# mobile phone networks ?



## waptext (Sep 22, 2014)

I have a iphone 5c on EE network which is locked to EE , Would i be able to use it in Cebu/Leyte/Bohol ? , i'm wondering which network smart? globe? it will display and if i will be able to buy a local smart or globe sim and use it ???


----------



## Asian Spirit (Mar 1, 2010)

waptext said:


> I have a iphone 5c on EE network which is locked to EE , Would i be able to use it in Cebu/Leyte/Bohol ? , i'm wondering which network smart? globe? it will display and if i will be able to buy a local smart or globe sim and use it ???


There are cell phone dealers and repair places on the streets and in shopping malls that are able to easily unlock cell phones and takes just a few minutes to do.
SIM cards are also available for all providers in these stores as well. A SIM card will cost you less than $2.00us dollars..


----------



## cvgtpc1 (Jul 28, 2012)

Jet Lag said:


> There are cell phone dealers and repair places on the streets and in shopping malls that are able to easily unlock cell phones and takes just a few minutes to do.
> SIM cards are also available for all providers in these stores as well. A SIM card will cost you less than $2.00us dollars..


I've been getting unlock codes online for a couple bucks.

If the phone is from your current carrier the big ones give you the code for free.


----------



## George6020 (Apr 18, 2014)

Globe and Smart have pretty good coverage around the Philippines, but some areas do have stronger signals than others. If possible, ask someone from those areas which network is stronger.
Since Leyte and Bohol are popular, I would think either Smart or Globe would be ok. 
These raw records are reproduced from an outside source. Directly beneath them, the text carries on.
PR #3843, opened 2026-07-14
fix(py): make initiate() deprecation warn-once guard thread-safe

anxkhn:
`ConnectedAccounts.initiate()` emits a one-time-per-process `DeprecationWarning`
when the response carries a `Deprecation`/`Sunset` header (the legacy retiring
path). The "warn once" behaviour is gated on the module global
`_legacy_initiate_warning_emitted` with a non-atomic check-then-set:

```python
global _legacy_initiate_warning_emitted
if not _legacy_initiate_warning_emitted and deprecation_header:
    _legacy_initiate_warning_emitted = True
    warnings.warn(...)
```

Under concurrent first calls that all see the header, more than one thread can
pass the `not _legacy_initiate_warning_emitted` check before any thread flips the
flag, so the warning fires more than once instead of exactly once. The impact is
cosmetic (duplicate deprecation output, no state corruption), but the guard's
whole purpose is to warn exactly once, which it does not reliably do in
multi-threaded use.

There is no related open issue; this is a self-identified SDK fix.

## Changes

- `python/composio/core/models/connected_accounts.py`: add a module-level
  `threading.Lock` (`_legacy_initiate_warning_lock`) and perform the
  check-then-set inside it, so the flag flips exactly once. `warnings.warn()` is
  called outside the lock so it is never held across an arbitrary user warning
  filter/handler. The lock is only acquired on the deprecation path (when
  `deprecation_header` is truthy), so the common non-deprecated call is unchanged.
- `python/tests/test_connected_accounts.py`: add
  `test_concurrent_first_calls_warn_once_without_error` to the existing
  `TestInitiateDeprecationHeaderGate` class. It drives `initiate()` from 16
  concurrent first calls that all see the header and asserts the fixed contract:
  no exception or deadlock, exactly one `DeprecationWarning` (counted through a
  thread-safe counter, because `warnings.catch_warnings` recording is not
  thread-safe), and the guard left set.

## Type of change

- [x] Bug fix
- [ ] New feature
- [ ] Refactor/Chore
- [ ] Documentation
- [ ] Breaking change

## How Has This Been Tested?

From `python/` (Python 3.11, repo `.venv`):

- `ruff check --config config/ruff.toml composio/core/models/connected_accounts.py tests/test_connected_accounts.py` -> all checks passed
- `ruff format --check --config config/ruff.toml <same files>` -> already formatted
- `mypy --config-file config/mypy.ini composio/core/models/connected_accounts.py` -> success, no issues
- `python -m pytest tests/test_connected_accounts.py -q` -> 51 passed

The new test is deterministic and green on the fix. Note (called out honestly in
the commit body too): it exercises the lock-guarded path and pins the fixed
behaviour rather than acting as a red/green race reproduction. The racy window is
only a couple of bytecodes wide and cannot be triggered deterministically from a
black-box test without artificially widening it in production code, so I did not
add a flaky or production-instrumenting reproduction. The docstring states this
plainly.

N/A

## Checklist

- [ ] I updated documentation as needed (no docs affected)
- [ ] I added a changeset if this change affects published packages (N/A: Python-only, no published TS package changed)

## Additional context

`warnings.warn()` is intentionally kept outside the lock: holding a process-wide
lock while calling into user-registered warning filters/handlers could let user
code deadlock or serialize unexpectedly. Splitting into a `should_warn` flag set
inside the lock and the `warnings.warn()` call outside keeps the critical section
to just the flag flip.

### DIFF
--- a/python/composio/core/models/connected_accounts.py
+++ b/python/composio/core/models/connected_accounts.py
@@ -2,6 +2,7 @@ from __future__ import annotations
 
 import functools
 import logging
+import threading
 import time
 import typing as t
 import warnings
@@ -32,8 +33,10 @@ _TERMINAL_CONNECTION_STATES: t.FrozenSet[str] = frozenset(
 )
 
 # One-time-per-process guard so long-running services don't spam the deprecation
-# warning on every initiate() call.
+# warning on every initiate() call. The lock makes the check-then-set atomic so
+# concurrent first calls emit the warning exactly once.
 _legacy_initiate_warning_emitted = False
+_legacy_initiate_warning_lock = threading.Lock()
 
 
 class ConnectionRequest(Resource):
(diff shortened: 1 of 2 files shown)


jkomyno:
Closing this, it's an overengineering change

PR #3851, opened 2026-07-15
chore(cli): prepare Effect v4 migration

jkomyno:
## Summary

Agents can now start the CLI's Effect v4 migration from a verified, repository-local baseline instead of translating APIs from memory. The production CLI remains on Effect v3; this PR establishes the migration guidance, exact beta matrix, source oracle, and behavior checks needed for later implementation slices.

The foundation deliberately keeps two versions separate: `ts/vendor/effect` tracks upstream source for API investigation, while executable examples compile against the published `4.0.0-beta.98` packages. This prevents an unreleased upstream API from being mistaken for an installable CLI dependency.

## What reviewers should assess

- The new `effect-v4` skill captures the Composio-specific CLI seams that are not mechanical renames: built-ins, suggestions, argument preprocessing, help/error rendering, and `Command.runWith` behavior.
- `typescript-testing` now describes the current Effect v3 suite and the future v4 `@effect/vitest` boundary without encouraging a premature mixed-version test graph.
- The example compiler enforces exact aligned betas, checks all known v4 examples, fails when an expected code block disappears, and invalidates its cache when compiler/bootstrap configuration changes.
- The Effect source-oracle gitlink advances from `4f2107548fa64c21a8643b7b0efcd556cd16d4b9` to upstream `main` at `80b539f8aba68f478c75c35c2b4140c4ffc4fada`.

No changeset is included because published package dependencies and runtime behavior are unchanged.

## Validation

- `node .agents/skills/effect-v4/scripts/check-examples.mjs` — all three Effect v4 examples compile against the exact beta matrix.
- Negative probe — an explicit Markdown target with no checked TypeScript blocks exits non-zero.
- `pnpm validate:agent-skills` — 16 canonical skills validated.
- `pnpm validate:skill-routing` — 16 routing probes pass.
- Skill shape validation passes for `effect-v4` and `typescript-testing`.
- Targeted Prettier and ESLint pass with zero errors.
- `pnpm --filter @composio/cli typecheck` and `pnpm --filter @composio/cli build` pass.
- Focused CLI Vitest: 41 tests pass. The broader CLI suite also passed during implementation: 781 passed, 1 skipped.
- Live upstream verification confirms the checked-out submodule SHA equals canonical `Effect-TS/effect` `main`.

## Post-Deploy Monitoring & Validation

[...]

PR #3859, opened 2026-07-16
refactor(cli): enforce Effect platform boundaries

jkomyno:
This PR:
- prepares the CLI runtime boundaries for the Effect v4 work in https://github.com/ComposioHQ/composio/pull/3851 without changing current command behavior
- prevents new `try/catch` blocks and direct `node:fs`, `node:os`, or `node:path` imports in CLI production sources
- moves config discovery, session artifacts, and telemetry onto Effect `FileSystem`, `Path`, layers, and typed recovery
- preserves detached telemetry delivery, API/session headers, artifact-root precedence, symlink handling, and non-fatal failure behavior
- establishes a staged lint ratchet for the 92 legacy violations that remain after this first cleanup slice
- adds regression coverage for telemetry producers, Codact delivery, session correlation, artifact storage, skill-root discovery, and HOME-less environments

## Second slice: Effect v4 readiness

- isolates the `Symbol.for('effect/SpanAnnotation')` internal read behind a shape-validating adapter, with a canary test that fails a real effect through the runtime so an `effect` upgrade that drops the mechanism breaks CI instead of silently losing span timelines
- pins the v3 Cause traversal (`reduceWithContext` over the six-constructor tree) and rendered error output with characterization tests, giving the v4 migration an executable equivalence oracle
- converts all 33 remaining thunk-form `Effect.tryPromise` sites to typed `Data.TaggedError` failures that preserve their cause; `UnknownException` no longer enters the CLI error channel from `src/`, and best-effort recoveries switch from `catchAll` to `catchTag`

## Second slice: boundary and correctness fixes

- **Security fix**: during this review we discovered that `parse-json-ish.ts` fell back to `new Function()` evaluation for any `tools execute --data`, `listen --params`, or `proxy` body value that failed JSON and comment-JSON parsing — an in-process arbitrary-code-execution surface. The CLI is agent-facing and `--data` also accepts `@file` and stdin, so crafted or prompt-injected input reached the eval. Replaced with JSON5, which covers the documented "JSON or JS-style object literal" contract (unquoted keys, single quotes, trailing commas, comments) without evaluating anything; code-execution probes are now pinned by unit tests. Intentional narrowing: genuine JS expressions (`1+1`, `new Date()`) that only worked because of the eval now fail with a parse error.
- surfaces realtime subscription failures as typed errors: `composio listen` and `composio dev triggers listen` no longer `Effect.orDie` expected network/auth failures into captured-defect dumps; they print one actionable line ("Could not subscribe to realtime trigger events: … Check your network connection or run `composio login`."), clean up temporary triggers, and exit 1
- decodes trigger-log payloads once at the API boundary through a tolerant `Schema.transform` that documents the camelCase/snake_case/meta-nested alias precedence, replacing `as unknown as Record` cast ladders duplicated across `format.ts` and `logs.triggers.cmd.ts`; raw payloads still go to stdout unchanged
- consolidates all `CommandDescriptor`/`Usage` introspection into `command-introspection.ts` — the @effect/cli v4 redesign seam — so the v4 command-tree rewrite touches one module; a `no-restricted-imports` rule keeps the seam sealed

## Validation

- `pnpm typecheck` - 12/12 tasks passed
- clean-environment `pnpm --filter @composio/cli test` - 889 passed, 1 skipped
- `pnpm --filter @composio/cli build` - passed
- scoped ESLint - 0 errors; 6 pre-existing warnings
- `git diff --check` - passed

### ESLint bulk-suppression ratchet

ESLint records the current violation count for each file and rule. A later change fails lint when it adds a violation, and cleanup also fails until the now-stale count is pruned.

That lets this PR activate strict Effect boundaries immediately without adding roughly 92 inline disable comments or forcing an all-at-once rewrite of the CLI. The migrated telemetry, artifact, and config paths reduce those baseline counts as part of the same change.

The tradeoff is identity: counts are not tied to exact source locations, so replacing one legacy violation with another in the same file can remain green. This is a migration tool, not the end state; the baseline should disappear as the remaining files move to Effect Platform.

## Third slice: fail-closed gating and tolerant decoding

- **Security hardening**: the tool-permission gate failed open — when the org config reported enhanced controls enabled but the permission-policy resolve failed or did not decode, `gateToolExecution` skipped entirely, silently executing tools the org policy may explicitly deny (`always_deny`). The gate now fails closed with evidence: a failed policy resolve on a controls-enabled org synthesizes an `ask_every_call` snapshot (never persisted to cache), so the worst case is a spurious prompt instead of an unauthorized side-effecting tool call. A failed org-config probe still skips the gate — it carries no evidence controls exist, and prompting there would break older backends and offline runs.
- extracts API error details field by field: a present-but-mistyped field (numeric `message`, string `code`) drops only itself instead of discarding the node's valid `slug` and `request_id`
- decodes GitHub release listings per element: one deviant entry (a draft mid-upload with a null asset URL) no longer breaks `composio upgrade` or the background update check, and skipped entries are logged
- decodes both persisted caches (consumer short-term cache, tool-permissions cache) per entry: one version-skewed entry drops only itself instead of emptying the whole cache — which the next write then persisted, permanently destroying the good entries
- renders the deepest `cause` message as a `Caused by:` line in pretty error output, so wrappers like `UpgradeBinaryError` no longer swallow the actionable ParseError specifics
- fixes two generate-command tests whose only message assertion was guarded behind an `if` that could silently skip
- removes the repo-wide `*.test.ts` allowlist from `.gitleaks.toml` (added alongside per-fingerprint suppressions that already covered the findings; CI has since moved to GitHub Advanced Security, so the rule only disarmed local and future gitleaks runs)

Validation for this slice: `pnpm typecheck` passes; clean-environment full CLI suite — 908 passed, 1 skipped.

Related: https://github.com/ComposioHQ/composio/pull/3832 (merged separately) makes `whoami` report the org selected via `orgs switch` instead of the API key's home org.


jkomyno:
> Please review and fix the vulnerabilities.

Not addressing this in this PR: the advisory is from transitive dependencies under `ts/e2e-tests/runtimes/node/mastra-tool-router-zod-*`. This branch does not change those runtimes, their package manifests, or `pnpm-lock.yaml`, and the Audit workflow passed because the finding is low severity. This PR remains scoped to the CLI Effect Platform migration.

jkomyno:
Closing in favor of a reviewable stack that reproduces this branch's final tree (the `refactor/cli-effect-platform-guardrails` branch stays intact as the reference):

1. https://github.com/ComposioHQ/composio/pull/3877 — guidelines + inert rule groups
2. https://github.com/ComposioHQ/composio/pull/3878 — `new Function()` eval security fix
3. https://github.com/ComposioHQ/composio/pull/3879 — behavioral fix pack
4. https://github.com/ComposioHQ/composio/pull/3880 — platform-imports rule + migration
5. https://github.com/ComposioHQ/composio/pull/3881 — terminal-streams rule + TerminalUI boundary
6. https://github.com/ComposioHQ/composio/pull/3882 — descriptor seam + zod→Schema
7. https://github.com/ComposioHQ/composio/pull/3883 — test-tree lint + deterministic suites
8. https://github.com/ComposioHQ/composio/pull/3884 — typed error boundaries + v4 seams
9. https://github.com/ComposioHQ/composio/pull/3885 — try/catch+env ban + boundary ratchet

The only intentional content deviation from this branch's tip: the stack drops `.changeset/cli-effect-safety-boundaries.md` — `@composio/cli` is in the changeset ignore list, so that file would make `changeset version` fail on `next`.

Make sure your phone has at least 1 SIM slot.............some don't. SIMS are easy to get here as well as cheap.


----------



## Gary D (Oct 28, 2013)

waptext said:


> I have a iphone 5c on EE network which is locked to EE , Would i be able to use it in Cebu/Leyte/Bohol ? , i'm wondering which network smart? globe? it will display and if i will be able to buy a local smart or globe sim and use it ???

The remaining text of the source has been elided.